Issue #1296, opened 2021-10-04
Phrase "otrs" renamed to "otobo" in SysConfig during migration from OTRS to OTOBO


OrionExplorer:
Hello!

I've just performed a successful migration from ((OTRS)) Community Edition 6.0.30 to OTOBO 10.0.12 with migration.pl script.

During standard verification I found an issue with outgoing communication: authentication failed.

Quick look at SendmailModule::AuthUser gave me the answer: username "otrs" has been renamed to "otobo".

I can provide more details if you need.

Regards,
Marcin

bschmalhofer:
Hello Marcin,

this change must have occured in the the migration step OTOBOMigrateConfigFromOTRS. I checked the replacement rules `Kernel::System::MigrateFromOTRS::Base::_ChangeFileInfo()` but found no obvious reason why that renaming would happen. I will test that in my devel installation.

bschmalhofer:
This still happens after fixing #1297, but at least I found the regex that does the replacing. Trying to fix thin in the next days.

bschmalhofer:
While looking into this I noticed that in _Kernel/System/MigrateFromOTRS/CloneDB/Backend.pm_ the following hash is set up:

```
    my %CheckEncodingColumns = (
        'article_data_mime.a_body'              => 1,
        'article_data_mime_attachment.filename' => 1,
    );
```
It looks like this setup has no effect at all. Should be tidied in rel-10_1.

bschmalhofer:
Closed inadvertently.

bschmalhofer:
This funny renaming is happening in the migration step OTOBOMigrateConfigFromOTRS. This step happens after the database tables, including the table _sysconfig_modified_ were transfered. The SysConfig is dumped as a YAML string into the file _SysConfigDump.sysconf_ . Then there are string replacements working on that file. The change file is then reimported in the SysConfig.

The relevant replacements are set up in Kernel::System::MigrateFromOTRS::Base::_ChangeFileInfo()_ .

▸ **WORK REQUIRED**: Only the lines from the one with "While looking into" through the end of the data belong in the answer, each reproduced exactly.

▸ **YOUR SOLUTION**:
While looking into this I noticed that in _Kernel/System/MigrateFromOTRS/CloneDB/Backend.pm_ the following hash is set up:

```
    my %CheckEncodingColumns = (
        'article_data_mime.a_body'              => 1,
        'article_data_mime_attachment.filename' => 1,
    );
```
It looks like this setup has no effect at all. Should be tidied in rel-10_1.

bschmalhofer:
Closed inadvertently.

bschmalhofer:
This funny renaming is happening in the migration step OTOBOMigrateConfigFromOTRS. This step happens after the database tables, including the table _sysconfig_modified_ were transfered. The SysConfig is dumped as a YAML string into the file _SysConfigDump.sysconf_ . Then there are string replacements working on that file. The change file is then reimported in the SysConfig.

The relevant replacements are set up in Kernel::System::MigrateFromOTRS::Base::_ChangeFileInfo()_ .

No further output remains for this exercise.